Tras ambos destinos, esperaba encontrarme con un escenario similar en Ar Ramtha, en el norte de Jordania. Y es que siempre me ha impresionado trabajar tan cerca de la zona de conflicto y, al mismo tiempo, estar en un lugar a salvo y tranquilo.

Ha pasado casi un año desde que me trasladé al proyecto quirúrgico de emergencia de MSF en el hospital gubernamental de Ar Ramtha. Desde entonces, he sido testigo de muchos cambios.  

Uno caso que me impactó especialmente y que nunca olvidaré fue el de un joven sirio que vino a nosotros después de que le hiriera la explosión de una bomba.

Tenía un trauma severo en la cabeza, daños masivos en el abdomen y múltiples fracturas abiertas en los brazos y las piernas. Las posibilidades de salvarle la vida eran prácticamente nulas.

Tras colocarle un fijador externo1 para las extremidades fracturadas, fue transferido a otra instalación porque necesitaba cuidado intensivo que nosotros no podíamos proveer. En ese momento, teníamos múltiples víctimas en Ar Ramtha y el hospital estaba completo.

Fue sometido a severas cirugías en pecho, abdomen y cerebro, y cayó en un coma profundo que duró aproximadamente tres semanas. Cada vez que hacía mis rondas, veía a su madre siempre con él; todos los días, ella me decía “salve a mi hijo… no lo deje morir”. El caso se consideró irremediable, pero seguimos luchando igualmente.

Un día, durante la ronda, durante unos segundos, noté que uno de sus ojos se movía como diciéndome que todavía estaba con nosotros. Sostuve su mano y me la cogió. Entonces supe con certeza que la batalla estaba a punto de comenzar.
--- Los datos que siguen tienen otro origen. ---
PR #787, opened 2019-01-30
feat: fonts on web

jaulz:
### Motivation

This PR adds fonts and stylesheets so users can simply include them from `react-native-paper` instead of relying on any third-party module. Since Roboto is an essential part of the Material design system I think it makes sense to provide them as well. 

### Test plan

See examples app on web.


ferrannp:
Can we add just instructions on how to do this instead of including into Paper?

jaulz:
Instructions will change over time in case required third-party modules (e.g. the Robot fonts) change. With this approach we can make sure that the user will always stick to the latest specification in a non-breaking manner.

ferrannp:
I discussed this PR with the internal and they not want to add this into Paper. I suggest you to start a discussion either in an issue or Discord if you really think we need it but I don't want to keep PRs open that I know we are not gonna merge. Thanks for the work here!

Han pasado siete meses desde entonces y, después de muchas operaciones en su pecho y cerebro, y de varias cirugías ortopédicas, se ha recuperado en nuestras instalaciones en el campo de refugiados de Zaatari.

Ahora, habla conmigo, canta y está empezando a caminar de nuevo. Cada semana lo visito en el campo y siempre recibo la mejor recompensa por todos estos esfuerzos: una gran sonrisa, una apretón de manos y la palabra “Shukran” 2.
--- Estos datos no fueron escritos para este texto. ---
PR #788, opened 2019-01-30
fix: Android P ripple effect using overflow hidden and useForeground

ferrannp:
This https://github.com/facebook/react-native/issues/6480#issuecomment-454183413 works.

Disfruto trabajando en este proyecto. Me permite contribuir al tratamiento de los heridos sirios y trabajar mano a mano con mis colegas de Jordania por una misma causa: marcar la diferencia en la vida del pueblo sirio.
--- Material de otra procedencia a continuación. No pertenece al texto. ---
PR #796, opened 2019-02-01
feat: card title

jaulz:
### Motivation

This component implements `Card.Title` as described here:
https://material.io/design/components/cards.html#specs

### Test plan

From the example app:
image

image

image


src/components/Card/CardTitle.js
```diff
@@ -0,0 +1,144 @@
...
+    flexDirection: 'row',
+    alignItems: 'center',
+    justifyContent: 'space-between',
+    paddingLeft: 16,
+  },
+
+  avatar: {
+    justifyContent: 'center',
+    marginRight: 16,
+    height: 40,
```
Trancever: Shouldn't we also add `width: 40` here?

src/components/Card/CardContent.js
```diff
@@ -57,23 +58,27 @@ class CardContent extends React.Component<Props> {
...
+      if (prev === cover || prev === title) {
         contentStyle = styles.only;
       } else {
         contentStyle = styles.last;
       }
-    } else if (prev === cover) {
+    } else if (prev === cover || prev === title) {
       contentStyle = styles.first;
-    } else if (next === cover) {
+    } else if (next === cover || prev === title) {
```
Trancever: Is this correct?

Trancever:
Btw, This card with Title under Cover doesn't look good on screenshot, there is not enough space between them, what do you think @jaulz ?

src/components/Card/CardContent.js
jaulz: No, it's fixed now, thanks 😊

src/components/Card/CardTitle.js
jaulz: Yep, added it.

jaulz:
> Btw, This card with Title under Cover doesn't look good on screenshot, there is not enough space between them, what do you think @jaulz ?

Just updated the screenshots after the new commits 😊 You are right, some space was missing.

Trancever:
Thanks for great work!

Ahora, con la apertura del nuevo departamento de cirugía, una nueva fase en la vida del proyecto de Ar Ramtha está a punto de comenzar. Es un programa de gran importancia para la población de Siria y Jordania. Tenemos altos estándares de atención para los heridos de guerra sirios así como buenas oportunidades de formación para el personal jordano.

Mirando hacia adelante, en un futuro cercano, espero que este proyecto pueda expandirse y suponga la inclusión de nuevos criterios de admisión y más oportunidades de formación no solo para el equipo de Jordania, sino también para médicos y enfermeras sirias que trabajan en la frontera en las instalaciones apoyadas por MSF.

1 Dispositivo que actúa como un marco estabilizador para mantener huesos rotos en la posición correcta.